Harry waited, with a patient look on his face, while Draco tried to make his voice work again.
"I'll help you fix the problem with Slytherin House hating Muggleborns," Draco finished in a whisper. "And I'll say it was sad that Lily Potter died."
"So be it," said Harry.
And it was done.
The break, Draco knew, had just widened a little more. No, not a little, a lot. There was a sensation of drifting away, of being lost, further and further from shore, further and further from home...
"Excuse me," Draco said. He turned away from Harry, and then tried to calm himself, he had to do this test, and he didn't want to fail it from being nervous or ashamed.

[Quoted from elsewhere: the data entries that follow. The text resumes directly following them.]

PR #771, opened 2020-02-27
Fix #770 - improved currency formatting

### LINKED ISSUE #770: Improve Currency Formatting
**Summary:**

Currently currency is formatted in two parts  first the amount is formatted with decimal formatter then it is concatenated with the currency code what I am proposing is that we should use number formatter with its currency set using the currency code of the transaction this way we will be able to use currency specific formatting and symbol.

dubeyaayush07:
Fix #770
Currencies are now formatted by passing currency code and amount to the utils function which formats these currencies according to their currency code and also gives them an appropriate currency symbol

Screenrecorder-2020-02-27-12-36

### DIFF
--- a/mifospay/src/main/java/org/mifos/mobilewallet/mifospay/utils/Utils.java
+++ b/mifospay/src/main/java/org/mifos/mobilewallet/mifospay/utils/Utils.java
@@ -7,7 +7,8 @@ import android.view.Display;
 import android.view.WindowManager;
 import android.view.inputmethod.InputMethodManager;
 
-import java.text.DecimalFormat;
+import java.text.NumberFormat;
+import java.util.Currency;
 
 /**
  * Created by naman on 17/6/17.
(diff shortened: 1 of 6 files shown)


devansh-299:
@shiv07tiwari @luckyman20 please have a look

mifospay/src/main/java/org/mifos/mobilewallet/mifospay/utils/Utils.java
```diff
@@ -41,8 +42,11 @@ public static boolean isBlank(String s) {
         return true;
     }
 
-    public static String getFormattedAccountBalance(Double balance) {
-        DecimalFormat accountBalanceFormatter = new DecimalFormat("#,###,###.##");
+    public static String getFormattedAccountBalance(Double balance, String currencyCode) {
+        NumberFormat accountBalanceFormatter = NumberFormat.getCurrencyInstance();
+        accountBalanceFormatter.setMaximumFractionDigits(0);
+        accountBalanceFormatter.setCurrency(Currency.getInstance(currencyCode));
+
```
luckyman20, line 49:
```suggestion
```

PR #775, opened 2020-02-28
Fix #774 - bottom navigation bar does not move up with the keyboard

### LINKED ISSUE #774: Bottom Navigation bar moves up with keyboard
**Summary:**

When inputting values by using keyboard the bottom navigation bar moves up cluttering the UI. I have observed this behaviour does not happen always for example when the server is not responding the navbar stays down but still it's behaviour is finicky.

dubeyaayush07:
Fix #774

## Screenshots

### DIFF
--- a/mifospay/src/main/AndroidManifest.xml
+++ b/mifospay/src/main/AndroidManifest.xml
@@ -29,6 +29,7 @@
         </activity>
         <activity
             android:name=".home.ui.MainActivity"
+            android:windowSoftInputMode="adjustPan"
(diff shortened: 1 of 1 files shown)


dubeyaayush07:
While searching the internet for a solution I found the only way to fix this problem was by adding `android:windowSoftInputMode="adjustPan"` to the manifest but adding the above line had some side effect for people who were using scrollview. Our app does not use scroll view in the main activity and I have verified that the app is working fine after adding this line but I just want the maintainers to be aware of this.

Issue #728, opened 2020-02-18
fix: Show QrActivity does not show any message when no value is enteres in reset amount


Bhavnaharitsa:
**Summary:**

The ShowQrActivity accepts even empty value, when the user resets the amount. It should not accept. It should show an error or some toast saying the user cannot enter empty amount

PR #781, opened 2020-02-29
fix: shows message when user doesnt enter any amount

Bhavnaharitsa:
Fixes: #728
Altered the condition when QRActivity shows pop up message when no amount is displayed/given


mifospay/src/main/java/org/mifos/mobilewallet/mifospay/qr/ui/ShowQrActivity.java
```diff
@@ -90,7 +90,7 @@ void showSetAmountDialog (final String qrData) {
             @Override
             public void onClick(DialogInterface dialog, int which) {
                 String amount = edittext.getText().toString();
-                if (amount.equals("")) {
+                if (amount.isEmpty()) {
```
dubeyaayush07: Empty amount validation is working fine and why change equals with isEmpty they both accomplish the same thing

Bhavnaharitsa: It is not which is why I opened the issue. Apparently, I don't know why, that works for me. Let me attach a screen shot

Draco raised his wand into the starting position for the Patronus Charm.
Remembered falling from his broomstick, the pain, the fear, imagined it coming from a tall figure in a cloak, looking like a dead thing left in water.
And then Draco closed his eyes, the better to remember Father holding his small, cold hands in his own warm strength.
Don't be frightened, my son, I'm here...
The wand swung up in a broad brandish, to drive the fear away, and Draco was surprised at the strength of it; and he remembered in that moment that Father wasn't lost, would never be lost, would always be there and strong in his own person, no matter what happened to Draco, and his voice cried, "Expecto Patronum!"
Draco opened his eyes.
A shining snake looked back at him, no less bright than before.